- Supplied data
*** Begin section ***
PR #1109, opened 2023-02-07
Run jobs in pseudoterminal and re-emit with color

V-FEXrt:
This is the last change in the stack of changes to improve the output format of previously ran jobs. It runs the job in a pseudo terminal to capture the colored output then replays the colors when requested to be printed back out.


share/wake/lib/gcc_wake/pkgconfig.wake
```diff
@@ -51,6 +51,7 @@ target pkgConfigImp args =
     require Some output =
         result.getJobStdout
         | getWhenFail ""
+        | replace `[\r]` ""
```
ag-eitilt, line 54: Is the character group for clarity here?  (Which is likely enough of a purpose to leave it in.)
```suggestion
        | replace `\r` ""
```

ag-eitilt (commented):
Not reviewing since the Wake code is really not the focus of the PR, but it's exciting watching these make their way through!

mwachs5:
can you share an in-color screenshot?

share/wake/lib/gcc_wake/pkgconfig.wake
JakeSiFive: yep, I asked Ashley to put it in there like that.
*** End section ***
- Work required
Print only the lines running from the one with "can you share an in-color screenshot?" to the final line of the data above, each exactly as it appears.

- Expected answer
can you share an in-color screenshot?

share/wake/lib/gcc_wake/pkgconfig.wake
JakeSiFive: yep, I asked Ashley to put it in there like that.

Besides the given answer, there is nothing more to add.